As we celebrate the unofficial start of summer, fixed income investors may be wondering if there is anything to celebrate yet or whether we should wait on the fireworks. Certainly, fixed income investors were given a “head fake” to start 2016, as the risk-off
trade pivoted to more of a risk-on characteristic when winter was transitioning to spring. Since then, headline watching has seemingly become a fixed income pastime, with the Fed taking on a dominant role of late. It should be noted that in June, the Federal Reserve (Fed)
will not be alone on this front, as both the European Central Bank (June 2) and the Bank of Japan (June 16) also having policy meetings.
So, let’s go to the videotape and see how the global fixed income markets have fared. The interesting twist for the year is that U.S. high yield (HY)
and emerging market (EM) local debt have put in the best performances thus far. To provide perspective: as of this writing, HY, as measured by the Barclays U.S. Corporate High Yield Total Return Index Value Unhedged
, has produced a positive reading of +7.47%. On the EM side, the total return, as measured by the JP Morgan Government Bond Index – Emerging Markets (GBI-EM) Global Diversified
, has come in at +7.70%. This is not the picture investors would have witnessed during the first six weeks of the year. Indeed, on February 11 (2016’s peak risk-off day thus far), HY was posting a negative return of -5.16%, while EM local debt was slightly in the plus column, at +1.2%.
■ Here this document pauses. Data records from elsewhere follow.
PR #4771, opened 2023-06-26
[MNT] bound `scipy<1.11.0` after bracket failures

fkiraly:
This bounds `scipy` away from the new release, given `BracketError` failures #4769, which may or may not be due to a bug in `scipy` - in any case they seem unclear and hard to fix.

We may also want to consider making the defensive bounds in `scipy` more granular in the future.


fkiraly:
merging due to the failure on `main`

For definitions of Indexes in the chart, visit our glossary.
Within the investment-grade (IG)
corporate market, a similar pattern has emerged. According to the Barclays U.S. Aggregate Corporate Total Return Value Unhedged Index
, the IG sector was producing a positive performance of +4.81% heading into the Memorial Day weekend, a rather noticeable improvement from the +0.74% reading in early February. From the interest-sensitive side, U.S. Treasury
market (UST) performance numbers improved more and more, the further out on the yield curve one goes. To illustrate, the UST 2-Year return came in at a rather modest +0.60%, as compared to a more solid showing of +4.17% for the UST 10-Year
(utilizing the Citi 2-Year and 10-Year Treasury Benchmark On-the-Run Index).
Future central bank policy decisions could certainly play an important role for how “the videotape” looks when the calendar reaches the autumnal equinox and beyond. In fact, investors may have already begun to witness some markets pricing in the Fed potentially raising rates at either its June or July policy meetings. The EM local debt space has witnessed a pronounced shortfall, falling -5.42% on a month-to-date basis as of May 24. This decline is mostly a reflection of a stronger dollar, as the EM U.S. dollar (USD) market lost a far smaller -0.64% (JPMorgan Emerging Market Bond Index – Global). It seems to be no coincidence that the recent USD rebound coincided with the recent FOMC
minutes and additional Fed rhetoric, which placed a possible June rate hike back on the table.